Intensifying Community Engagement
• The PEN OR PENCIL B.U.S. Boycott Initiative provides an excellent opportunity to connect faith and community constituents with law enforcement and educational constituents.
• Religious institutions played a key role as staging locations for many of the country’s non-violent social protests. True to the history of other movements such as the bus boycotts of Montgomery, Baton Rouge, and Tallahassee, youth must stage a mass meeting (student orientation) to commence their boycott during which they clearly rally and motivate partners of all discipline to help support their goals to abstain from personal and collective involvement in crime for the duration and hopefully beyond the boycott.
• Partnering with other organizational stakeholders for expertise and community insight, the mass meeting will provide an excellent opportunity for non-traditional and previously uninvolved citizens, parents, organizations, religious institutions, and others to unite around current pressing community issues adversely affecting youth which have close ties to local boycott objectives.
Disproportionate Minority Contact: A Focus for Social Justice
• While families/communities are significantly impacted by the results, there is a SEVERE gap between a practical down-to-earth understanding of this problem’s existence and variables versus the extensive effort to measure DMC. The void is most severe with affected populations, to include knowing the contact points and defining any partnership the public can have in reducing DMC.
• Adopting disproportionate minority contact as an option for the social justice element of each boycott will provide youth and adults with the opportunity to learn about a core component of the Juvenile Justice and Delinquency Prevention Act.
• Social justice refers to a concept of a just society where “justice” refers to more than just the administration of laws. It is based on the idea of a society which gives individuals and groups fair treatment and a just share of the benefits of society.

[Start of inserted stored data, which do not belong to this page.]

PR #1937, opened 2022-09-12
Add general vertical interpolation utility

rebassoo:
This PR is meant to create the general utility to interpolate a variable from a set of source levels to a set of target levels. It can be used for instance to interpolate temperature (or another field) from source pressure levels to target pressure levels (which could be for instance constant across the globe). However, it is general enough that you could for instance interpolate a variable from source geometric heights to target geometric heights. The utility also provides the ability to return a mask of target levels that are outside the range of the source levels. In the case where the target level is outside the range of the source levels the default interpolated value is set to -9.99e17, but the function is overloaded to a user can provide a different value for this.

It also adds a test that reads in input files for pressure target levels, pressure source levels, temperature at pressure source levels, and then interpolates the temperature to the target pressure levels. Once doing so it compares the output to a log file with expected outputs for this interpolation and fails if it finds any differences. The test also checks that masking is done correctly for the case where the maximum level of the pressure target is above the maximum level of the pressure source.


ambrad:
One high-level comment: In E3SM we generally avoid making baseline files part of the repo. Is it possible to rework the testing so you test properties (things that should be true) rather than compare against a baseline file? Alternatively, if baselines are necessary, they should be generated by the test for subsequent comparison, which is how baseline testing is done in E3SM. For a low-level operation like remapping/interpolation, I recommend property checking rather than baseline comparison.

jgfouca (changes requested):
I agree with @ambrad , we cannot accept the addition of large baseline files into the repo.

components/scream/src/share/util/scream_vertical_interpolation.hpp
```diff
@@ -0,0 +1,77 @@
...
+using ESU = ekat::ExeSpaceUtils<ExeSpace>;
+using LIV = ekat::LinInterp<Real,Spack::n>;
+
+ 
+template <typename S>
+using view_1d = typename KT::template view_1d<S>;
+template <typename S>
+using view_2d = typename KT::template view_2d<S>;
+
+const Real masked_val = -9.99e17;
```
bartgol, line 37: This seems like an arbitrary number. If the goal is to put some invalid number, prefer using `ekat::ScalarTraits<Real>::invalid()`.

components/scream/src/share/util/scream_vertical_interpolation.hpp
```diff
@@ -0,0 +1,77 @@
...
+#include "ekat/ekat_pack_utils.hpp"
+#include "ekat/kokkos/ekat_subview_utils.hpp"
+
+namespace scream {
+
+//
+// ------- Types --------
+//
+
+template <typename S>
```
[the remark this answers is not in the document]
bartgol: On top of that, it seems like you don't even use all the names defined below (e.g., I don't see Sbool used).

components/scream/src/share/util/scream_vertical_interpolation.hpp
```diff
@@ -0,0 +1,77 @@
...
+
+ 
+template <typename S>
+using view_1d = typename KT::template view_1d<S>;
+template <typename S>
+using view_2d = typename KT::template view_2d<S>;
+
+const Real masked_val = -9.99e17;
+  
+void perform_vertical_interpolation (const view_2d<const Spack>&,
```
bartgol, line 39: I think these functions could be templated on scalar type and pack size, so that they could potentially be used even if some parametrization used a different pack size.

rebassoo:
This PR has been updated to remove any text files and perform the test with fake data.

components/scream/src/share/util/scream_vertical_interpolation.hpp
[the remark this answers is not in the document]
bartgol: Note: you could encapsulate names in a struct, and use that struct to access names later. Alternatively, as done in physics, you can encapsulate names and methods (making methods static) in a `VerticalInterpolation` struct.

components/scream/src/share/util/scream_vertical_interpolation.hpp
```diff
@@ -0,0 +1,77 @@
...
+				     const view_1d<const Spack>&,
+				     const view_2d<const Spack>&,
+				     const view_2d<      Spack>&,
```
bartgol, line 42: Headers are what people look at to figure out how to use a function. I would request that you name each variable, so that the users know what each of them is.

components/scream/src/share/util/scream_vertical_interpolation.hpp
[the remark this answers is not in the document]
rebassoo: Thanks for the comments. I have removed the Sbool (it was from a previous iteration of the code). With respect to the typedefs, would making an additional namespace, i.e. scream::vi be acceptable, or would the preference be to put this in a struct. Also, when looking in physics it looks like in atmosphere_microphysics.hpp the typedefs are at the scream namespace level, not sure if this an exception to the rule or just missed previously.

components/scream/src/share/util/scream_vertical_interpolation.hpp
rebassoo: In development this number was discussed with Peter and Aaron as being preferable to a nan when being able to analyze offline. Also, capability to be able to set it to a different number was requested, which is currently in the code. I can revisit this with them.

components/scream/src/share/util/scream_vertical_interpolation.hpp
rebassoo: Done, named all variables in the header.

components/scream/src/share/util/scream_vertical_interpolation.hpp
PeterCaldwell: Yeah, @bartgol - the idea was that we didn't want to have to store both 3d mask and 3d data for each variable in the netcdf output. it sounds like `ekat::ScalarTraits<Real>::invalid()` might be preferable, but I wonder if python analysis code would get confused by this? I guess my question is - what is this invalid() thing? Is it an actual number like -999? Or will it write NaN in the netcdf file? Or is it something else?

rebassoo: This was updated to be: -std::numeric_limits<Real>::max() since a nan is not preferred

components/scream/src/physics/p3/atmosphere_microphysics.hpp
```diff
@@ -11,6 +11,8 @@
 namespace scream
 {
 
+ using namespace p3;
```
bartgol, line 14: This should still stay inside the class declaration. No need to inject all of p3's names in the scream namespace.

components/scream/src/share/util/scream_vertical_interpolation.hpp
rebassoo: Have modified the functions to be templated on scalar type and pack size. To do source moved function implementation into a file scream_vertical_interpolation_impl.hpp and deleted scream_vertical_interpolation.cpp

components/scream/src/physics/p3/atmosphere_microphysics.hpp
rebassoo: Putting it inside the class declaration causes an error: "error: expected an identifier
    using namespace p3;"
To resolve this I removed the line "using namespace p3;" and just added the p3 namespace as a prefix to the needed lines:
line 24 of atmosphere_microphysics.hpp:
using P3F          = p3::Functions<Real, DefaultDevice>; 
and line 214 of atmosphere_microphysics.cpp:
p3::p3_init();

components/scream/src/share/util/scream_vertical_interpolation.hpp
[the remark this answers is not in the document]
rebassoo: With respect to the recommended tests proposed above. The vertical interpolation test has been moved to a new file vertical_interp_tests.cpp and several new tests were added to address the comments above. Integer inputs were already being used and were used for the new added tests. The original test checked that data out of bounds got the assigned masked value. Tests were added to confirm that interpolating on the same grid returns same data, interpolating on a subsampled grid returns the same data, interpolating on midpoints of the initial grid returns the average. In addition, a test was added that calls the 1D interpolator function and confirms that that is working properly. Lastly, tests were added to ensure things work in cases where the number of levels for the source/target are different than the pack size as well as if the pack size is different between the source and target

PeterCaldwell:
Is there a reason why this PR has stalled out? @rebassoo , @AaronDonahue , @bartgol ?

bartgol (changes requested):

components/scream/src/share/util/scream_vertical_interpolation.hpp
```diff
@@ -0,0 +1,104 @@
...
+    
+const Real masked_val = -std::numeric_limits<Real>::max();
+  
+template<typename T, int N> 
+void perform_vertical_interpolation(
+  const view_2d<Pack<T,N>>& x_src,
+  const view_1d<Pack<T,N>>& x_tgt,
+  const view_2d<Pack<T,N>>& input,
+  const view_2d<Pack<T,N>>& output,
+  const int& nlevs_src,
```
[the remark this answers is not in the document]
rebassoo: Have updated this to remove passed by reference for the ints.

components/scream/src/share/util/scream_vertical_interpolation.hpp
```diff
@@ -0,0 +1,104 @@
...
+//
+template<typename T, int N>
+using Pack = ekat::Pack<T, N>;
+
+template <typename S>
+using SmallPack = Pack<S,SCREAM_SMALL_PACK_SIZE>;
+using Spack = SmallPack<Real>;
+
+template<int N>
+using Pmask = ekat::Mask<N>;
```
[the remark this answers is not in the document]
rebassoo: I have changed Pmask to Mask.

components/scream/src/share/util/scream_vertical_interpolation.hpp
```diff
@@ -0,0 +1,104 @@
...
+namespace vinterp {
+  
+//
+// ------- Types --------
+//
+template<typename T, int N>
+using Pack = ekat::Pack<T, N>;
+
+template <typename S>
+using SmallPack = Pack<S,SCREAM_SMALL_PACK_SIZE>;
```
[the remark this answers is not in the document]
rebassoo: I have removed these from the header.

components/scream/src/share/util/scream_vertical_interpolation.hpp
```diff
@@ -0,0 +1,104 @@
...
+  const int& nlevs_src,
+  const int& nlevs_tgt);
+
+template<typename T, int N> 
+void perform_vertical_interpolation(
+  const view_2d<Pack<T,N>>& x_src,
+  const view_1d<Pack<T,N>>& x_tgt,
+  const view_2d<Pack<T,N>>& input,
+  const view_2d<Pack<T,N>>& output,
+  const view_2d<Pmask<N>>& mask,
```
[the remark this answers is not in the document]
rebassoo: I added several comments in the header file. A masked value means that you are out-of-bounds, i.e. it is an extrapolation not an interpolation

components/scream/src/share/util/scream_vertical_interpolation_impl.hpp
```diff
@@ -0,0 +1,139 @@
...
+    auto x1=ekat::subview(x_src, icol);
+    auto in=ekat::subview(input, icol);
+    auto out=ekat::subview(output, icol);
+    auto msk=ekat::subview(mask, icol);
+    
+    vert_interp.setup(team, x1, x_tgt);
+    vert_interp.lin_interp(team, x1, x_tgt, in, out, icol);
+    const auto x_src_s = ekat::scalarize(x1);
+    const auto x_tgt_s = ekat::scalarize(x_tgt);
+    const auto range_boundary = KT::RangePolicy(0, x_tgt.extent(0));
```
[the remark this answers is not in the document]
rebassoo: Changed to TeamThreadRange

components/scream/src/share/util/scream_vertical_interpolation_impl.hpp
```diff
@@ -0,0 +1,139 @@
...
+  const MemberType& team,
+  const LIV<T,N>& vert_interp)
+{
+  //Setup linear interpolation
+  vert_interp.setup(team, x_src, x_tgt);
+  //Run linear interpolation
+  vert_interp.lin_interp(team, x_src, x_tgt, input, output, icol);
+  const auto x_src_s = ekat::scalarize(x_src);
+  const auto x_tgt_s = ekat::scalarize(x_tgt);
+  const auto range_boundary = KT::RangePolicy(0, x_tgt.extent(0));
```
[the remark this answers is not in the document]
rebassoo: Changed to TeamThreadRange

components/scream/src/share/tests/vertical_interp_tests.cpp
```diff
@@ -0,0 +1,309 @@
...
+#include "share/util/scream_vertical_interpolation.hpp"
+
+TEST_CASE("main_vertical_interpolation_test"){
+
+  using namespace scream;
+  using namespace vinterp;
+  const int n_layers_src = 3;
+  const int n_layers_tgt = 4;
+  
+  auto npacks_src = ekat::PackInfo<Spack::n>::num_packs(n_layers_src);
```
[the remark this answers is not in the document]
rebassoo: To resolve this I changed the pack size to 1 so that it would run with more than one pack

components/scream/src/share/util/scream_vertical_interpolation.hpp
```diff
@@ -0,0 +1,104 @@
...
+template <typename S>
+using view_2d = typename KT::template view_2d<S>;
+    
+const Real masked_val = -std::numeric_limits<Real>::max();
+  
+template<typename T, int N> 
+void perform_vertical_interpolation(
+  const view_2d<Pack<T,N>>& x_src,
+  const view_1d<Pack<T,N>>& x_tgt,
+  const view_2d<Pack<T,N>>& input,
```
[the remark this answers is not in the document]
rebassoo: It gives an error when trying to do `const view_2d<const Pack<T,N>>& input`: 
error: no instance of overloaded function "perform_vertical_interpolation" matches the argument list
To resolve this did away with the input view types completely and templated on it:
template<typename Src, typename Tgt, typename Input, typename T, int N>
void perform_vertical_interpolation(
  const Src& x_src,
  const Tgt& x_tgt,
  const Input& input,
  const view_2d<Pack<T,N>>& output,
  const int nlevs_src,
  const int nlevs_tgt);

components/scream/src/share/util/scream_vertical_interpolation_impl.hpp
```diff
@@ -0,0 +1,138 @@
...
+      out(k).set(combined_m,msk_val);
+    });
+    Kokkos::fence();
+
+  });
+  Kokkos::fence();   
+}
+
+template<typename Src, typename Tgt, typename Input, typename T, int N> 
+void perform_vertical_interpolation_impl_1d(
```
bartgol, line 105: Since this is a function that is meant to be called _inside_ a parallel loop, it needs to be marked with the `KOKKOS_FUNCTION` macro.

components/scream/src/share/util/scream_vertical_interpolation.hpp
```diff
@@ -0,0 +1,126 @@
...
+  const Tgt& x_tgt,
+  const Input& input,
+  const view_2d<Pack<T,N>>& output,
+  const view_2d<Mask<N>>& mask,
+  const int nlevs_src,
+  const int nlevs_tgt,
+  const Real& msk_val);
+
+template<typename Src, typename Tgt, typename Input, typename T, int N> 
+void perform_vertical_interpolation_impl_1d(
```
bartgol, line 108: Since this is a function that is meant to be called inside a parallel loop, it needs to be marked with the `KOKKOS_FUNCTION` macro.

bartgol (changes requested):

components/scream/src/share/tests/vertical_interp_tests.cpp
```diff
@@ -0,0 +1,315 @@
...
+  //For each scenario target levels are at the midpoint and so should be the average
+  //of the source layers. 
+  //However, the last target level is not at a midpoint. 
+  //For scenario 1) it is at the last source level
+  //For scenario 2) and 3) it is at the 2nd to last source level
+  //For scenario 4) it is at the 3rd to last source level
+  //using namespace scream;
+  //using namespace vinterp;
+
+  const int N = SCREAM_SMALL_PACK_SIZE;
```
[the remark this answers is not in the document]
rebassoo: I have implemented a "run" function, and in cases of pack size =1 it will just run once. In cases of pack size > 1 it will run with pack size of 1 and whatever the pack size is defined to be. I have kept the first TEST_CASE because it tests aspects that are not in this test, for instance the masking and whether calling the 1D interpolation function gives you the same answer. I have updated the first TEST_CASE to have more target levels so that >1 pack will be used, and I also updated the first TEST_CASE to have pack size = SCREAM_PACK_SIZE.

components/scream/src/share/tests/vertical_interp_tests.cpp
```diff
@@ -0,0 +1,315 @@
...
+				   mask,
+				   n_layers_src[i],
+				   n_layers_tgt[i]);
+
+    for(int col=0; col<2; col++){
+      for(int lev=0; lev<(n_layers_tgt[i]-1); lev++){
+        auto avg_val = (tmp_src_s(col,lev+1)+tmp_src_s(col,lev))/2.;
+        if (lev < (n_layers_tgt[i]-1)){
+          //EKAT_REQUIRE_MSG(out_s(col,lev) == avg_val,"Failed on test: "+std::to_string(i)+"\n");
+          EKAT_REQUIRE_MSG(out_s(col,lev) == avg_val,
```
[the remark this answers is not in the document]
rebassoo: This has been updated.

components/scream/src/share/tests/vertical_interp_tests.cpp
```diff
@@ -0,0 +1,315 @@
...
+  //using namespace scream;
+  //using namespace vinterp;
+
+  const int N = SCREAM_SMALL_PACK_SIZE;
+
+  int n_layers_src[4] = {2*N,2*N+1,2*N,2*N+1};
+  int n_layers_tgt[4] = {2*N,2*N,2*N-1,2*N-1};
+
+  for (int i=0; i<4; i++){
+    auto npacks_src = ekat::PackInfo<N>::num_packs(n_layers_src[i]);
```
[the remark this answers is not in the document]
rebassoo: This has been added.

components/scream/src/share/tests/vertical_interp_tests.cpp
```diff
@@ -0,0 +1,315 @@
...
+                           +", n_layers_tgt: "+std::to_string(n_layers_tgt[i])<<"\n");
+        }
+      }//end of looping over levels
+    }//end of looping over columns
+
+  }//end of looping over tests
+
+
+}
+
```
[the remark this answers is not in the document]
rebassoo: Understood and removed. Also went through the rest of the code to check that there is not other issues with empty lines.

components/scream/src/share/util/scream_vertical_interpolation_impl.hpp
```diff
@@ -0,0 +1,138 @@
...
+    const auto range = Kokkos::TeamThreadRange(team, x_tgt.extent(0));
+    //Mask out values above (below) maximum (minimum) source grid
+    Kokkos::parallel_for(range, [&] (const Int & k) {
+      const auto above_max = x_tgt[k] > x_src_s[nlevs_src-1];
+      const auto below_min = x_tgt[k] < x_src_s[0];
+      const auto combined_m = above_max || below_min;
+      msk(k) = combined_m;
+      out(k).set(combined_m,msk_val);
+    });
+    Kokkos::fence();
```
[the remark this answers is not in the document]
rebassoo: Updated this here, as well as updated a similar issue in the function: perform_vertical_interpolation_impl_1d()

components/scream/src/share/util/scream_vertical_interpolation.hpp
```diff
@@ -0,0 +1,126 @@
...
+using LIV = ekat::LinInterp<T,N>;
+ 
+template <typename S>
+using view_1d = typename KT::template view_1d<S>;
+template <typename S>
+using view_2d = typename KT::template view_2d<S>;
+    
+const Real masked_val = -std::numeric_limits<Real>::max();
+
+//This function call does not have a mask value provided by user
```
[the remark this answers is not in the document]
rebassoo: Moved the generic function to the top and updated the explanations

components/scream/src/share/util/scream_vertical_interpolation_impl.hpp
rebassoo: Added.

components/scream/src/share/util/scream_vertical_interpolation.hpp
rebassoo: Added.

components/scream/src/share/tests/vertical_interp_tests.cpp
```diff
@@ -0,0 +1,315 @@
...
+
+
+
+TEST_CASE("same_output_grid_test"){
```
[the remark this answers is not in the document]
rebassoo: I integrated this last test into a previous test based on this suggestion.

components/scream/src/share/tests/vertical_interp_tests.cpp
```diff
@@ -11,46 +11,192 @@ using Spack = SmallPack<Real>;
...
+                                     out,
+                                     mask,
+                                     n_layers_src[i],
+                                     n_layers_tgt[i]);
+
+      //Check that output of interpolation is as expected
+      for(int col=0; col<2; col++){
+        for(int lev=0; lev<(n_layers_tgt[i]-1); lev++){
+          if (perturb == 0){
+            REQUIRE(out_s(col,lev) == tmp_src_s(col,lev));
```
bartgol, line 89: Might be good to check also the `mask` values, no?

components/scream/src/share/tests/vertical_interp_tests.cpp
```diff
@@ -11,46 +11,192 @@ using Spack = SmallPack<Real>;
...
+      } 
+      //Set source levels and source input (tmp_src)
+      for (int col=0; col<2; col++){
+        for (int lev=0; lev<n_layers_src[i]; lev++){
+          p_src_s(col,lev) = 2.*lev;
+          tmp_src_s(col,lev) = 100.*(col+1) + 2.*lev;
+        }//end of looping over levels
+      }//end of looping over columns
+  
+      perform_vertical_interpolation(p_src,
```
bartgol, line 77: You need to deep copy the source views to device. Otherwise this call will only see views full of zeros (when running on GPU).

components/scream/src/share/tests/vertical_interp_tests.cpp
```diff
@@ -11,46 +11,192 @@ using Spack = SmallPack<Real>;
...
+  	  }
+        }//end of looping over levels
+      }//end of looping over columns
+  
+      //Take subview and run through the 1d interpolator function 
+      //and make sure get same thing back
+      ekat::LinInterp<Real,N> vert_interp(2,n_layers_src[i],n_layers_tgt[i]);
+      const int num_vert_packs = p_tgt.extent(0);
+      const auto policy = ESU::get_default_team_policy(1, num_vert_packs);
+      Kokkos::parallel_for("scream_vert_interp_setup_loop", policy,
```
bartgol, line 103: As a procaution, I would fill `out` with garbage before running this second test. This would prevent seeing the correct results from the first test above in case for some reason this loop doesn't run.

bartgol: Same for `mask`.

components/scream/src/share/tests/vertical_interp_tests.cpp
```diff
@@ -11,46 +11,192 @@ using Spack = SmallPack<Real>;
...
+                                                 n_layers_tgt[i],
+                                                 icol,
+                                                 masked_val,
+                                                 team,
+                                                 vert_interp); 
+      });
+      Kokkos::fence();
+
+      //Check that 1d interpolator output is consistent with what is expected
+      for(int col=0; col<2; col++){
```
bartgol, line 125: Again, you need to deep copy back to host before you can check the results.

components/scream/src/share/tests/vertical_interp_tests.cpp
```diff
@@ -11,46 +11,192 @@ using Spack = SmallPack<Real>;
...
+      perform_vertical_interpolation(p_src,
+                                     p_tgt,
+                                     tmp_src,
+                                     out,
+                                     mask,
+                                     n_layers_src[i],
+                                     n_layers_tgt[i]);
+
+      //Check that output of interpolation is as expected
+      for(int col=0; col<2; col++){
```
bartgol, line 86: These checks won't work on GPU, since `out_s` does not contain the updated output. You need a deep_copy back to host in order to read the correct results.

components/scream/src/share/util/scream_vertical_interpolation_impl.hpp
```diff
@@ -33,19 +34,17 @@ perform_vertical_interpolation_impl_2d(x_src, x_tgt, input, output, mask,
...
 void perform_vertical_interpolation(
-  const Src& x_src,
-  const Tgt& x_tgt,
-  const Input& input,
-  const view_2d<Pack<T,N>>& output,
-  const view_2d<Mask<N>>& mask,
-  const int nlevs_src,
-  const int nlevs_tgt,
-  const Real& msk_val)
+const Src& x_src,
```
bartgol, line 37: Looks like indentation is off here. Would help to indent the fcn inputs.

components/scream/src/share/util/scream_vertical_interpolation_impl.hpp
```diff
@@ -33,19 +34,17 @@ perform_vertical_interpolation_impl_2d(x_src, x_tgt, input, output, mask,
...
+const Tgt& x_tgt,
+const Input& input,
+const view_2d<Pack<T,N>>& output,
+const int nlevs_src,
+const int nlevs_tgt)
 {
+const view_2d<Mask<N>> mask("",x_src.extent(0),x_tgt.extent(0));
```
bartgol, line 44: Indentation off here too.

components/scream/src/share/tests/vertical_interp_tests.cpp
```diff
@@ -11,46 +11,192 @@ using Spack = SmallPack<Real>;
...
+    p_tgt_s(i) = 25.0 + i*5.0;
+  }
+ 
+  //Set source levels:
+  //For column 1 from 20-100
+  //For column 2 from 30-110
+  //Set input variable, in this case
+  //set tmp_src from 200-280 by 10, with final level at 240 so 
+  //can test interpolation with increasing/decreasing values
+  for (int i=0; i<9; i++){
```
bartgol, line 189: After this loop, you have to deep copy the inputs to the device views.

components/scream/src/share/tests/vertical_interp_tests.cpp
```diff
@@ -61,41 +207,41 @@ TEST_CASE("main_vertical_interpolation_test"){
...
+  }
+
+  correct_val[0][14] = 255.;
+  correct_val[0][15] = 240.;
+  correct_val[0][16] = masked_val;
+  correct_val[1][0]  = masked_val;
+  correct_val[1][15] = 270.;
+  correct_val[1][16] = 255.;
+
+  for(int col=0; col<2; col++){
```
bartgol, line 223: Need to deep copy output back to host before this loop.

bartgol: Also, check mask maybe?

components/scream/src/share/tests/vertical_interp_tests.cpp
```diff
@@ -110,16 +256,16 @@ TEST_CASE("main_vertical_interpolation_test"){
   });
   Kokkos::fence();
   
-  for(int col=0; col<3; col++){
-    for(int lev=0; lev<4; lev++){
+  for(int col=0; col<2; col++){
```
bartgol, line 259: Deep copy back to host.

components/scream/src/share/tests/vertical_interp_tests.cpp
```diff
@@ -110,16 +256,16 @@ TEST_CASE("main_vertical_interpolation_test"){
...
+    for(int lev=0; lev<17; lev++){
       REQUIRE(out_1d_test_s(col,lev) == correct_val[col][lev]);
     }
   }
 
   //Check to see if choose different masked value than default that it returns as expected
-  auto out_same = view_2d<Pack<Real,1>>("",3,npacks_tgt);
+  auto out_same = view_2d<Pack<Real,N>>("",2,npacks_tgt);
```
bartgol, line 266: I'm not sure what this test is doing. Are you testing that a mask value of -999 would yield the same result as the default mask value? If that's the case, aren't you basically checking that no value gets masked? And if so, you could just do that by checking the mask view above.

bartgol (changes requested):
Looks better. You're missing a few deep copies for GPU runs. Also, I have a couple of small suggestions on what you are testing.

components/scream/src/share/tests/vertical_interp_tests.cpp
rebassoo: I've added checks of the masks values throughout the test file

components/scream/src/share/tests/vertical_interp_tests.cpp
rebassoo: I have added the deep copy here

components/scream/src/share/tests/vertical_interp_tests.cpp
rebassoo: I made new variables instead of using the ones from the first test, so this should be resolved

components/scream/src/share/tests/vertical_interp_tests.cpp
rebassoo: Added the deep copy back

components/scream/src/share/util/scream_vertical_interpolation_impl.hpp
rebassoo: Fixed indentation

components/scream/src/share/tests/vertical_interp_tests.cpp
rebassoo: Added deep copy

components/scream/src/share/tests/vertical_interp_tests.cpp
rebassoo: Added deep copy output back to host as well as check on mask

components/scream/src/share/tests/vertical_interp_tests.cpp
rebassoo: Added deep copy back to host

components/scream/src/share/tests/vertical_interp_tests.cpp
rebassoo: This test is testing that a user can specify a mask value different than the default one in scream_vertical_interpolation.hpp. In this case the user provides -999. and this test checks that the function properly uses this and masks out-of-bounds values to -999 (not the default value in the scream_vertical_interpolation.hpp file). I don't think you can check this by checking the mask view above. The mask view above will be the same but your output view will have different values depending on what the user specifies (or doesn't) for the mask value.

bartgol (dismissed):

jgfouca (approved):

bartgol (dismissed):

AaronDonahue (approved):
the last commit was a simple single line bugfix.  Since it was approved before I am going to approve again.

AaronDonahue:
@bartgol or @jgfouca , could there be a reason the AT hasn't started for this PR?  Unless the AT is just slow today.  But I wanted to check since we have a WIP PR waiting on this going in to be ready.

bartgol:
> @bartgol or @jgfouca , could there be a reason the AT hasn't started for this PR? Unless the AT is just slow today. But I wanted to check since we have a WIP PR waiting on this going in to be ready.

This PR comes from a fork. As such, the AT always considers it "unsafe", and a pre-test inspection must be performed. I'll set the pre-test inspected label.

• The civil rights movement in this country has been instrumental in making changes in our society. The dismal outcomes experienced by many youth of color-epitomized by their over-representation in the juvenile justice system-attest to the fact that our nation continues to struggle.
• Pursuant to the above, among the pressing social justice issues in juvenile justice to be a focus of the boycotts, states are required to assess and address the disproportionate contact of youth of color at all points in the justice system – from arrest to detention to confinement. Studies indicate that youth of color receive tougher sentences and are more likely to be incarcerated than white youth for the same offenses.
• With youth of color making up one-third of the youth population but two-thirds of youth in contact, boycotts will call attention to the need for states to go beyond the current requirement to merely gather information and assess the reason for disproportionate minority contact to more intensive action.
• Much like the unfair conditions during the civil rights movement, until broader visibility and more accountability is focused on this matter, it will continue to lack sufficient juvenile delinquency prevention efforts and the system improvements to assure equal treatment of all youth.